**ASSIGNMENT**
Copy each line of the records below, from the first through the one that contains "every local file.", exactly as written.

**RECORDS TO USE**
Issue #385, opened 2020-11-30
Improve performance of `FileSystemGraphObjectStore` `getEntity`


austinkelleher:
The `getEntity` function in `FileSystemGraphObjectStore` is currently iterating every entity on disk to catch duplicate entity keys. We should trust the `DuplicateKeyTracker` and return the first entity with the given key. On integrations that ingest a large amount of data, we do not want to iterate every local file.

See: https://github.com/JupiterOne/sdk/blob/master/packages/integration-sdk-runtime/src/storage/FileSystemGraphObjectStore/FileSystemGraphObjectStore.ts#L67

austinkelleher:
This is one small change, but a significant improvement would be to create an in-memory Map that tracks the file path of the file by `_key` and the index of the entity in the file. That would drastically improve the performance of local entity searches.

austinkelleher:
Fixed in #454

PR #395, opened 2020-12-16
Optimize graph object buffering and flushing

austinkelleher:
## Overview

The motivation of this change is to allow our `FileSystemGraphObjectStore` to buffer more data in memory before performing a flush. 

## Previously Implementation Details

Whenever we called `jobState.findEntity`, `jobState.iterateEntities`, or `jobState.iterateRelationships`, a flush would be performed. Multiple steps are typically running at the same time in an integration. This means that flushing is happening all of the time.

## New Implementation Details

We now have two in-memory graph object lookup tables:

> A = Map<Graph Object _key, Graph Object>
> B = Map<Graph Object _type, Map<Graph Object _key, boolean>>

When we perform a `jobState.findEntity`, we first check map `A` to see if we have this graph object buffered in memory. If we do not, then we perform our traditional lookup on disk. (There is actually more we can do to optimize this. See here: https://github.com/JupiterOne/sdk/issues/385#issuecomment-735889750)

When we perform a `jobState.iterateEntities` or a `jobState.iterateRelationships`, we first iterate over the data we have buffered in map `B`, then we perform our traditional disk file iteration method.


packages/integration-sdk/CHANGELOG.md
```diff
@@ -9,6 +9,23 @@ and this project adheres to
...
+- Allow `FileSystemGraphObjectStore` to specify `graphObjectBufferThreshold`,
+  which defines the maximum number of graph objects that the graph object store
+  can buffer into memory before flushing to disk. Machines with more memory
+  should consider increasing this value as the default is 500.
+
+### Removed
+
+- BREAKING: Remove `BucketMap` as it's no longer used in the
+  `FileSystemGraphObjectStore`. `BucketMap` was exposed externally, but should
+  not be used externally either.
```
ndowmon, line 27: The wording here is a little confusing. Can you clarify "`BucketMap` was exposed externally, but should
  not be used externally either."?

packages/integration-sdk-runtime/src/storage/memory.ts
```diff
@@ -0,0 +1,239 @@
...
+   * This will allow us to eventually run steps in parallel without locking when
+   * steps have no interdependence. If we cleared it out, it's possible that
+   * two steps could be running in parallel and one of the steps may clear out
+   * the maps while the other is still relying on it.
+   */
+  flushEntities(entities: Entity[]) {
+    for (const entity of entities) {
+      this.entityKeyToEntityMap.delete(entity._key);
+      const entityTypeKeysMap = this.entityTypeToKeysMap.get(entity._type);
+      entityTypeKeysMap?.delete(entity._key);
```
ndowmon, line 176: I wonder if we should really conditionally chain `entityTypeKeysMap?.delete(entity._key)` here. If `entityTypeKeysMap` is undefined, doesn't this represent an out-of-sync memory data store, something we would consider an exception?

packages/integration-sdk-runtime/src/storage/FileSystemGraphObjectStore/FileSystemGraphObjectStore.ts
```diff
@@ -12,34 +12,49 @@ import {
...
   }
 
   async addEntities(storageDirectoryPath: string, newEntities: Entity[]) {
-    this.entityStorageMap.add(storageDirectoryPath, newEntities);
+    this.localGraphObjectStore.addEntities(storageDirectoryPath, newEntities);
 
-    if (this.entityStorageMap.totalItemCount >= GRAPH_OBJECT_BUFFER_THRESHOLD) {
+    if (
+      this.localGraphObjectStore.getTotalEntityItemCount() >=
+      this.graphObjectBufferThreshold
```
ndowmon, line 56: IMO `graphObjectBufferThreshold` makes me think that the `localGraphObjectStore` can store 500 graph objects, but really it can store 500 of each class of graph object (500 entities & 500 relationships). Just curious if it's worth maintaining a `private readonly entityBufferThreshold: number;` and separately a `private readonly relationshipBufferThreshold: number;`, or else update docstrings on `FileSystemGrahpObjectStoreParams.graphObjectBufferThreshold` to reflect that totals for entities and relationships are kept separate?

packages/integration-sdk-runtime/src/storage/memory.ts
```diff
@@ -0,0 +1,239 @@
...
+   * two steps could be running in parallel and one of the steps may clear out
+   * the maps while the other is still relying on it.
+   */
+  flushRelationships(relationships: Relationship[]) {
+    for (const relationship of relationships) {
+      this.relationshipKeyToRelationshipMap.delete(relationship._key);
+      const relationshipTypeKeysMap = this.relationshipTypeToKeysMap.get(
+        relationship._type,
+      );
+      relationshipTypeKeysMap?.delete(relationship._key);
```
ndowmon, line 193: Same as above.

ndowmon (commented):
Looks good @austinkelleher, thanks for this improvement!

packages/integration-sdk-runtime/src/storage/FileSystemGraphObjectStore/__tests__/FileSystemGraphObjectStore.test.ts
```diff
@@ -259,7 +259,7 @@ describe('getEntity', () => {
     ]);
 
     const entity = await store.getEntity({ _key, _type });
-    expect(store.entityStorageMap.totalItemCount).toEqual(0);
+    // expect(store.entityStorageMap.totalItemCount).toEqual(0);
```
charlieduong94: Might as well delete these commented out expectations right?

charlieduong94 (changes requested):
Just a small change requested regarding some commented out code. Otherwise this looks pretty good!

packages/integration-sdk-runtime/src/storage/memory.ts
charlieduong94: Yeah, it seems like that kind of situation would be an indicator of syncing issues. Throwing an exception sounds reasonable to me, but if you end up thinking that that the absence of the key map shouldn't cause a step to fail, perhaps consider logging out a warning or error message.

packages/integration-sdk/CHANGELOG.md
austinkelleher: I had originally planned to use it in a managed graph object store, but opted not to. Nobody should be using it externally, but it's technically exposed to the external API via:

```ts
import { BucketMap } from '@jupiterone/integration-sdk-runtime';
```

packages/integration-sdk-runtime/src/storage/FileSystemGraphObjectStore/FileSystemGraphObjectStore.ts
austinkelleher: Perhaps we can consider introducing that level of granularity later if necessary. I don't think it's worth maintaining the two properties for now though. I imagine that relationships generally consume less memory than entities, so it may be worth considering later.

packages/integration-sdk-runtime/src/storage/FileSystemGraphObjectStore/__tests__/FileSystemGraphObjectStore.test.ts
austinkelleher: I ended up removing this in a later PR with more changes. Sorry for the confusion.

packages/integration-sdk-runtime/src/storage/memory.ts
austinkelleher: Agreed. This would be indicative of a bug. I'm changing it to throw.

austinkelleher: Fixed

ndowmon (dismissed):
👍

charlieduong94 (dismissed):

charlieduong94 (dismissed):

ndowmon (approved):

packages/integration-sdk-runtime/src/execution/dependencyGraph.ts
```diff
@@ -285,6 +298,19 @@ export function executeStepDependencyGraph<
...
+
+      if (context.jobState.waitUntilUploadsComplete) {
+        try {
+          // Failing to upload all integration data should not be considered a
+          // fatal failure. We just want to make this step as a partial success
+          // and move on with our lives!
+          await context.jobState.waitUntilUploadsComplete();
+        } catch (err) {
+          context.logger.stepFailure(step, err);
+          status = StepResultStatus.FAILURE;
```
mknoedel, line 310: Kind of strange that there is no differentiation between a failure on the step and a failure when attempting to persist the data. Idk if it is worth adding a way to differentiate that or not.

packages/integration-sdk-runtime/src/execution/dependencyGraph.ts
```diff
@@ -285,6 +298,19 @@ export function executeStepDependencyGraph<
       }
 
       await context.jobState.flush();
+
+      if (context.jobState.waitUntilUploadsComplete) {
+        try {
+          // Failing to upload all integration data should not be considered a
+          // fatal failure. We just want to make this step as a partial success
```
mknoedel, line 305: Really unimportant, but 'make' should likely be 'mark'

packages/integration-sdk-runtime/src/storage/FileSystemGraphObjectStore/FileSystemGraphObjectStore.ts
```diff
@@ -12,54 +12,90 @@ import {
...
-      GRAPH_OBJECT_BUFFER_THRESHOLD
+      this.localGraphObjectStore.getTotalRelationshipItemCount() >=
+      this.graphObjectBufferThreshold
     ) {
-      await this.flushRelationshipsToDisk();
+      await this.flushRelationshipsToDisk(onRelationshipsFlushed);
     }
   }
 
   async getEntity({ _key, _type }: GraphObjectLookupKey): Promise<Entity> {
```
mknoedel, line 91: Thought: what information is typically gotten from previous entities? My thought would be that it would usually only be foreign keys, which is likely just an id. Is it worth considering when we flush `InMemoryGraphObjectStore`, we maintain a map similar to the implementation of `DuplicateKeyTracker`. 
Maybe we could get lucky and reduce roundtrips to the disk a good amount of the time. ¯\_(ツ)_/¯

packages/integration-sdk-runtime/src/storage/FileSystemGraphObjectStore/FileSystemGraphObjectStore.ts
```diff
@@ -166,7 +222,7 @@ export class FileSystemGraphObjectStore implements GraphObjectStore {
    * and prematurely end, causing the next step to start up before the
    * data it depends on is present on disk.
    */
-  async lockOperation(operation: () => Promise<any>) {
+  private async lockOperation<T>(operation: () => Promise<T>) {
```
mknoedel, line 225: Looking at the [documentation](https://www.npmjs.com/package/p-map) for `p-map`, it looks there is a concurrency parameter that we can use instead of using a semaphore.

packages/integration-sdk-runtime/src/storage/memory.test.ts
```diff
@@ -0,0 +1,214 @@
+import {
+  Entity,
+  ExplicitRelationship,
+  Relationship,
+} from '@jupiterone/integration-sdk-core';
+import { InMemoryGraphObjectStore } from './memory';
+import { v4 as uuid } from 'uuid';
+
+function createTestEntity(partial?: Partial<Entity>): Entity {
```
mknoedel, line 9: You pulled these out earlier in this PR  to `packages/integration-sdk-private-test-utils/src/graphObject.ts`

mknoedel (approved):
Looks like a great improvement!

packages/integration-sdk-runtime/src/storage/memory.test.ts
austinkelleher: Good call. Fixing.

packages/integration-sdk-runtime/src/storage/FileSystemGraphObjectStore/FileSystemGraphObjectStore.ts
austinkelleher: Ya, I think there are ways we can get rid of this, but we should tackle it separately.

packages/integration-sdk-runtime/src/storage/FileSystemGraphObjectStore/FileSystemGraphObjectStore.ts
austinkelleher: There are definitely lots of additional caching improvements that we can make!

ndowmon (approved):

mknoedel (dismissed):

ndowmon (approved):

**SOLUTION TO THE EXERCISE**
Issue #385, opened 2020-11-30
Improve performance of `FileSystemGraphObjectStore` `getEntity`


austinkelleher:
The `getEntity` function in `FileSystemGraphObjectStore` is currently iterating every entity on disk to catch duplicate entity keys. We should trust the `DuplicateKeyTracker` and return the first entity with the given key. On integrations that ingest a large amount of data, we do not want to iterate every local file.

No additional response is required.